Во-первых, Доктор, у нас с Персиком никого по-настоящему не было. У нас не было дома и близких родственников. Потому что мы оставили их в далеких городах и в гости не приглашали: наши родственники были приличными людьми и хотели жить в прекрасном заблуждении, что их дети тоже приличные люди. По этой же причине у нас не было благоприобретенных близких. В те времена еще очень многие хотели оставаться приличными людьми и, когда узнавали нас поближе, пугались и уходили к своим иллюзиям.
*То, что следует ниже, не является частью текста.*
PR #396, opened 2026-07-18
fix(server): recover Windows migrations and Codex startup

### LINKED ISSUE #393: [Bug]: Windows upgrade loops on SQLite backup fsync and blocks Codex recovery
## Before submitting

## Area

apps/server

## Steps to reproduce

1. On Windows, launch published Synara `v0.5.5` once so `state.sqlite` records migration 54 as `ProjectPullRequestPins`.
2. Upgrade that installation to current `main` (`ef16dee9` or any descendant of `af057220`), where migration 54 is `DurableProviderCommandDelivery` and the current high-water mark is 69.
3. Start Synara with the existing database.
4. Observe the pre-migration snapshot reach `FileHandle.sync()` after the temporary file was opened with `O_RDONLY` on Windows.
5. After correcting that handle locally, start or resume a Codex session while the primary Codex home contains SQLite databases and Synara's overlay contains recovered state or legacy SQLite-family links.
6. Observe overlay preparation and app-server initialization across a restart.

Minimal Windows filesystem repro:

```text
open("r")  + FileHandle.sync() -> EPERM
open("r+") + FileHandle.sync() -> success
```

## Expected behavior

- The v0.5.5 database is backed up once, migrations 54 through 69 reconcile successfully, and no incomplete snapshots remain.
- Codex SQLite databases, WALs, SHMs, and journals have one canonical home and are not assembled from independently managed per-file links.
- A recovered regular overlay database survives later starts; legacy SQLite links are removed without changing their source files.
- The app-server completes `initialize` followed by `initialized`, then can list models, read the account, start or resume the target thread, and accept a turn.
- A slow recovery-sensitive initialization has a bounded method-specific allowance without weakening normal request timeouts.

## Actual behavior

Three failures combine to make the Windows upgrade unusable:

1. **Migration durability blocker:** `MigrationBackup.ts` opens app-created backup, recovery-marker, and restore temporary files read-only before calling `sync()`. Windows returns `EPERM` before migration begins.
2. **Codex SQLite ownership violation:** overlay preparation deletes recovered regular SQLite files and relinks each database/sidecar from the primary Codex home when symlink creation succeeds. This can cross database generations and discard recovery progress.
3. **Initialization budget:** `initialize` shares the ordinary 20-second request timeout. An affected session reported `Timed out waiting for initialize.` while state recovery was in progress.

The desktop supervisor treats the backend exit as restartable. Ten fresh partial snapshots accumulated to 3,270,788,096 bytes in one reproduction because each deterministic retry created another full database copy and partial cleanup only considers artifacts older than 24 hours.

## Impact

Blocks work completely.

Existing Windows v0.5.5 installations are predictably exposed on the next upgrade because the recorded migration-54 identity diverges from current main. The failure prevents Synara from reaching a usable backend; repeated retries can also consume multiple gigabytes. When the backend does start, failure to complete the required Codex handshake or resume the thread breaks Synara's core conversation functionality.

OpenAI documents app-server as the interface for rich clients that need authentication, conversation history, approvals, and streamed events. The protocol requires `initialize` then `initialized` before other methods and uses `thread/resume` to continue stored conversations: https://learn.chatgpt.com/docs/app-server

OpenAI also documents that `CODEX_SQLITE_HOME` is the location for CLI and app-server SQLite state and defaults to `CODEX_HOME`: https://learn.chatgpt.com/docs/config-file/environment-variables#core-locations

## Version or commit

Published `v0.5.5` upgrading to `main@ef16dee9`; migration backup behavior introduced by `af057220`.

## Environment

Windows x64 desktop build; repository-pinned Bun 1.3.12; Codex CLI 0.144.5. The read-only `fsync` behavior was reproduced directly on Windows and in the packaged application.

## Logs or stack traces

```shell
Error: EPERM: operation not permitted, fsync
    at MigrationBackup-*.mjs

Error: Timed out waiting for initialize.
    at CodexAppServerManager.startSession

10 incomplete migration snapshots
3,270,788,096 bytes total
```

## Root causes and proposed correction

1. Use writable handles for the three app-created Windows durability sync points while preserving the Unix `O_RDONLY | O_NOFOLLOW` path.
2. Make SQLite-family state overlay-owned: preserve recovered regular files, remove legacy links, and skip source-home SQLite entries during overlay linking.
3. Give only `initialize` a 45-second timeout; retain 20 seconds for all other requests.

Required coverage includes normal upgrade and migration failure cleanup, recovered overlay state and legacy links, ordinary versus initialize timeouts, packaged startup from seeded v0.5.5 state, and a full `initialize` -> `thread/resume` -> harmless turn smoke.

## Workaround

There is no safe end-user workaround for the shipped upgrade. Stop Synara after the first deterministic failure to prevent restart-driven disk growth and preserve the finalized pre-migration backup. A local emergency build with the three corrections starts successfully, but users should not manually alter or restore SQLite files while any Synara or Codex process is running.

slashdevcorpse:
Fixes #393

## What Changed

This PR fixes one Windows recovery failure chain in three independently reviewable commits:

1. **Migration backup durability** (`29294143`)
   - Opens Synara-created temporary backup, marker, and restore files with read/write access before `fsync` on Windows.
   - Keeps the existing read-only, no-follow behavior for validation and Unix source reads.
   - Removes the current `.partial` artifact immediately if publication fails, so the next launch does not inherit a failed attempt.
   - Adds a v0.5.5-lineage migration regression through the current schema, including the historical ProjectPullRequestPins version-54 mismatch.

2. **Process-owned Codex SQLite recovery** (`5db8a602`)
   - Treats SQLite databases and their WAL, SHM, and rollback-journal sidecars as overlay-owned state instead of symlinking them back into the live source Codex home.
   - Preserves regular recovered overlay files across retries, removes legacy SQLite symlinks without following them, and leaves the source database untouched.
   - Pins both `CODEX_SQLITE_HOME` and the root Codex `-c sqlite_home=...` override to the per-process overlay. The CLI override is deliberately stronger than project, user, and system config; administrator-managed policy remains authoritative.
   - TOML-escapes the override and Unicode-escapes Windows batch metacharacters before invoking npm's `codex.cmd`.

3. **Recovery-specific initialize deadline** (`d3055257`)
   - Gives the mandatory app-server `initialize` handshake 45 seconds.
   - Keeps all ordinary JSON-RPC requests at the existing 20-second deadline.
   - Ensures success, timeout, and immediate transport-write failure all clear the pending request and timer.

## Why

On affected Windows upgrades, Synara could enter a deterministic restart loop:

1. migration-backup durability failed while syncing a Windows file descriptor;
2. Codex restart reused or linked the same mutable SQLite state instead of getting process-owned recovery state; and
3. Synara terminated the app server after the generic 20-second deadline while Codex was still recovering.

The result is not cosmetic degradation: the provider never completes initialization, existing threads cannot resume, and new Codex work cannot start. The three changes belong in one PR because they are consecutive stages of the same launch/recovery path, but each is isolated in its own commit and documented in its own PR comment for review and rollback.

## Happy and Failure Paths

| Part | Happy path retained | Failure/recovery path added |
| --- | --- | --- |
| Migration backup | Normal migration publishes a validated final backup and marker | Windows sync/publication failure removes the current partial; historical v0.5.5 schema reconciles without losing the pin |
| SQLite overlay | A regular recovered overlay database survives repeated preparation | Source DB/WAL/SHM/journal are never linked; legacy links are removed; inherited/configured SQLite locations cannot redirect the child |
| Initialize timeout | Fast initialization and normal requests behave as before | A recovering initialize may complete through 45s; it times out at 45s; non-initialize requests still time out at 20s; write failure rejects immediately |

## OpenAI Contract Checked

- [Codex app-server documentation](https://learn.chatgpt.com/docs/app-server): the client must send `initialize`, then `initialized`, before other methods; `thread/resume` continues an existing thread.
- [Codex environment-variable documentation](https://learn.chatgpt.com/docs/config-file/environment-variables#core-locations): `CODEX_SQLITE_HOME` is used by the CLI and app-server, while configured `sqlite_home` has precedence.
- [Codex 0.144.5 configuration source](https://github.com/openai/codex/blob/rust-v0.144.5/codex-rs/core/src/config/mod.rs): checked against the exact version used in the acceptance test.

## Verification

Passed on Windows PowerShell from the isolated worktree:

- Focused server suites: **104 passed, 2 skipped**.
- Shared Windows process suite: **22 passed**.
- `git diff --check origin/main...HEAD`.
- Real npm `@openai/codex@0.144.5` via `codex.cmd`: initialize, first harmless turn, stop/restart, exact `thread/resume`, and second harmless turn all passed.
- The live acceptance home deliberately included `R&D`, `100%`, spaces, and `^`; the resulting overlay SQLite DB/WAL/SHM files were regular files, not reparse points.

Broader local checks were attempted but do not provide a clean Windows baseline in the current checkout:

- Root `bun run test`: unrelated existing POSIX-path expectations in canary scripts and desktop profile/socket tests failed on Windows.
- Full server `bun run test`: unrelated existing CRLF, provider-health `.cmd` argument/casing, checkpoint newline, keybinding permission, and lifecycle-lock expectations failed; it was stopped before tests could exercise real provider state.
- `bun run release:smoke`: existing smoke harness stopped at `Expected a manual publication opt-in input.`
- `bun fmt`, `bun lint`, and `bun typecheck` were not run because repository instructions prohibit running them unless explicitly requested.

## Risk and Rollback

- Read/write access is limited to Synara-created temporary files that are immediately synced; source/validation reads remain read-only.
- SQLite ownership changes only the Windows-safe per-process Codex overlay; the user's source Codex state is not mutated.
- Managed Codex policy can still override the CLI flag by design; invalid duplicate root TOML assignments remain a separate configuration error.
- The longer deadline applies only to `initialize`, limiting the blast radius of a slow or wedged provider.
- Each stage can be reverted independently by reverting its corresponding commit.

## Checklist

- [x] Change is small and focused around one recovery chain
- [x] Root causes, behavior, and residual risks are explained
- [x] No UI changes; screenshots are not applicable
- [x] No interaction or motion changes; video is not applicable

### DIFF
--- a/.github/workflows/ci.yml
+++ b/.github/workflows/ci.yml
@@ -123,6 +123,9 @@ jobs:
       - name: Test Effect Windows process spawn
         run: bun run --cwd apps/server test src/windowsProcessEffect.test.ts
 
+      - name: Test Windows migration backup and recovery
+        run: bun run --cwd apps/server test src/persistence/MigrationBackup.test.ts
+
   release_smoke:
     name: Release Smoke
     runs-on: ubuntu-24.04
--- a/.github/workflows/ci.yml
+++ b/.github/workflows/ci.yml
@@ -126,6 +126,9 @@ jobs:
       - name: Test Windows migration backup and recovery
         run: bun run --cwd apps/server test src/persistence/MigrationBackup.test.ts
 
+      - name: Test Codex SQLite overlay and initialization recovery
+        run: bun run --cwd apps/server test src/codexProcessEnv.test.ts src/codexAppServerManager.test.ts
+
   release_smoke:
     name: Release Smoke
     runs-on: ubuntu-24.04
--- a/apps/server/src/codexAppServerManager.test.ts
+++ b/apps/server/src/codexAppServerManager.test.ts
@@ -1070,6 +1070,99 @@ describe("startSession", () => {
   });
 });
 
+describe("sendRequest", () => {
+  function createRequestHarness() {
+    const manager = new CodexAppServerManager();
+    const context = {
+      nextRequestId: 1,
+      pending: new Map<string, unknown>(),
+    };
+    const writeMessage = vi
+      .spyOn(
+        manager as unknown as { writeMessage: (...args: unknown[]) => Promise<void> },
+        "writeMessage",
+      )
+      .mockResolvedValue(undefined);
+    const sendRequest = (
+      manager as unknown as {
+        sendRequest: (
+          context: unknown,
+          method: string,
+          params: unknown,
+          timeoutMs?: number,
+        ) => Promise<unknown>;
+      }
+    ).sendRequest.bind(manager);
+    const handleResponse = (
+      manager as unknown as {
+        handleResponse: (context: unknown, response: Record<string, unknown>) => void;
+      }
+    ).handleResponse.bind(manager);
+    return { context, handleResponse, sendRequest, writeMessage };
+  }
+
+  it("accepts an initialize response after the ordinary 20-second budget", async () => {
+    vi.useFakeTimers();
+    try {
+      const { context, handleResponse, sendRequest } = createRequestHarness();
+      const initializeRequest = sendRequest(context, "initialize", {});
+
+      await vi.advanceTimersByTimeAsync(30_000);
+      expect(context.pending.size).toBe(1);
+
+      handleResponse(context, {
+        jsonrpc: "2.0",
+        id: 1,
+        result: { ready: true },
+      });
+      await expect(initializeRequest).resolves.toEqual({ ready: true });
+      expect(context.pending.size).toBe(0);
+
+      await vi.advanceTimersByTimeAsync(15_000);
+      expect(context.pending.size).toBe(0);
+    } finally {
+      vi.useRealTimers();
+    }
+  });
+
+  it("times out initialize at 45 seconds and ordinary requests at 20 seconds", async () => {
+    vi.useFakeTimers();
+    try {
+      const { context, sendRequest } = createRequestHarness();
+      const initializeRequest = sendRequest(context, "initialize", {});
+      const initializeRejection = expect(initializeRequest).rejects.toThrow(
+        "Timed out waiting for initialize.",
+      );
+
+      await vi.advanceTimersByTimeAsync(44_999);
+      expect(context.pending.size).toBe(1);
+      await vi.advanceTimersByTimeAsync(1);
+      await initializeRejection;
+      expect(context.pending.size).toBe(0);
+
+      const modelListRequest = sendRequest(context, "model/list", {});
+      const modelListRejection = expect(modelListRequest).rejects.toThrow(
+        "Timed out waiting for model/list.",
+      );
+      await vi.advanceTimersByTimeAsync(20_000);
+      await modelListRejection;
+      expect(context.pending.size).toBe(0);
+    } finally {
+      vi.useRealTimers();
+    }
+  });
+
+  it("rejects immediately and clears pending state when the transport write fails", async () => {
+    const { context, sendRequest, writeMessage } = createRequestHarness();
+    writeMessage.mockRejectedValueOnce(new Error("injected transport write failure"));
+
+    await expect(sendRequest(context, "initialize", {})).rejects.toThrow(
+      "injected transport write failure",
+    );
+    expect(context.pending.size).toBe(0);
+  });
+});
+
 describe("sendTurn", () => {
   it("sends text and image user input items to turn/start", async () => {
     const { manager, context, requireSession, sendRequest, updateSession } =
--- a/apps/server/src/codexAppServerManager.test.ts
+++ b/apps/server/src/codexAppServerManager.test.ts
@@ -8,12 +8,14 @@ import {
   readFileSync,
   readlinkSync,
   rmSync,
+  symlinkSync,
   writeFileSync,
 } from "node:fs";
 import os from "node:os";
 import path from "node:path";
 import { PassThrough } from "node:stream";
 import { ApprovalRequestId, ThreadId } from "@synara/contracts";
+import { prepareWindowsSafeProcess } from "@synara/shared/windowsProcess";
 
 import {
   buildCodexProcessEnv,
@@ -21,6 +23,7 @@ import {
   resolveCodexBrowserUsePipePath,
 } from "./codexProcessEnv";
 import {
+  buildCodexAppServerArgs,
   buildCodexInitializeParams,
   CODEX_DEFAULT_MODE_DEVELOPER_INSTRUCTIONS,
   CODEX_PLAN_MODE_DEVELOPER_INSTRUCTIONS,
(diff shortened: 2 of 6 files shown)


slashdevcorpse:
### Part 1/3 — Windows migration backup durability

**Commit:** [`29294143`](https://github.com/Emanuele-web04/synara/pull/396/commits/29294143b63a8a6dbff263bd24baf4ddcb97c662)

**Root cause and usability impact:** the migration publication path synced Synara-created temporary files through a descriptor mode that is not reliably flushable on Windows. When that failed, the current `.partial` could remain, every desktop restart retried the same upgrade boundary, and Synara could not reach provider startup.

**Adjustment:** backup, marker, and restore temporary files are opened read/write only for their create/write/sync lifecycle. Existing validation and Unix source reads remain read-only/no-follow, and the exact current partial is removed immediately when publication fails.

**Happy path:** a v0.5.5-lineage database (including the historical ProjectPullRequestPins schema recorded at migration 54) migrates through the current version, publishes one validated backup and marker, and preserves the sentinel pin.

**Non-happy path:** an injected open/sync/publication failure rejects the migration and immediately removes that attempt's partial artifact, leaving the next launch a clean retry instead of another stale-artifact loop.

Focused migration/restore coverage passes on Windows and the new workflow step runs this boundary on `windows-latest`.

slashdevcorpse:
### Part 2/3 — Process-owned Codex SQLite recovery

**Commit:** [`5db8a602`](https://github.com/Emanuele-web04/synara/pull/396/commits/5db8a6020343544c6fca05298efbc01a5c5c251c)

**Root cause and usability impact:** the Windows-safe overlay could symlink Codex SQLite databases and WAL/SHM/journal sidecars back to mutable source state. Inherited `CODEX_SQLITE_HOME` or a configured `sqlite_home` could also redirect the app-server away from the overlay, so restarting Synara repeatedly reopened the same recovery state and blocked both thread resume and new work.

**Adjustment:** SQLite families are overlay-owned regular files. Preparation preserves regular recovered overlay state, removes legacy SQLite symlinks without following them, skips source SQLite links, and pins both the environment and root CLI `-c sqlite_home=...` value. The CLI TOML value is escaped safely through npm's Windows `codex.cmd`; administrator-managed Codex policy intentionally remains authoritative.

**Happy path:** repeated preparation keeps an already-recovered regular overlay database and resumes the exact provider thread without touching source SQLite state.

**Non-happy path:** legacy DB/WAL/SHM/journal links are removed, inherited/project/user/system SQLite locations cannot redirect the child, and Windows batch metacharacters are encoded before crossing the `.cmd` boundary.

The real npm `@openai/codex@0.144.5` passed initialize, first turn, restart, exact `thread/resume`, and a second turn from a home containing `R&D`, `100%`, spaces, and `^`. This follows OpenAI's [SQLite-home precedence](https://learn.chatgpt.com/docs/config-file/environment-variables#core-locations) and [app-server resume contract](https://learn.chatgpt.com/docs/app-server).

slashdevcorpse:
### Part 3/3 — Recovery-specific initialize timeout

**Commit:** [`d3055257`](https://github.com/Emanuele-web04/synara/pull/396/commits/d3055257783da39e0da850b4f7d6c14f476b0de8)

**Root cause and usability impact:** `initialize` shared the generic 20-second JSON-RPC deadline. A healthy Codex process doing Windows SQLite recovery could therefore be killed before completing the mandatory handshake, producing the reported “Timed out waiting for initialize” loop and making the provider unusable.

**Adjustment:** only `initialize` receives a 45-second deadline; ordinary requests remain at 20 seconds. Pending entries and timers are cleared on success, timeout, and immediate transport-write failure.

**Happy path:** normal initialization completes immediately with the same protocol sequence, and ordinary requests retain their existing timeout.

**Non-happy path:** delayed initialization remains pending after 30 seconds and may succeed before 45; it rejects at 45 seconds if still wedged. A non-initialize request still rejects at 20 seconds, while a write failure rejects immediately rather than waiting for either deadline.

Fake-timer and transport-error coverage passes, and the live Codex 0.144.5 acceptance completed both initialization handshakes. The boundary matches OpenAI's documented requirement to send [`initialize`, then `initialized`, before other app-server methods](https://learn.chatgpt.com/docs/app-server).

Так что, по большому счету, нашей семьей были только обитатели сквота и синяя лампочка. Но пока мы тайно отсиживались в каморке при кухне, в квартире началась сепарационная война. Буддисты замотали свой холодильник цепью с замком. Потому что им казалось, будто кто-то надкусывает у них творожные сырки. Хиппенка, сына япониста, выгнали, потому что он курил траву, а это могло навлечь гнев милиции. Панк высказался в том роде, что нам хиппенок дороже милиции, но за это Панку запретили петь через пол, потому что это не давало Анне спать и видеть люсидные сны.
Музыкант орал через свой усилитель в одиночку, потому что он назначил себя начальником. Ведь он варил нам супы из сырка «Лето» и договаривался с ДЭЗом.
Он запретил нам водить людей с улицы, нарушать внутренний распорядок и портить имущество.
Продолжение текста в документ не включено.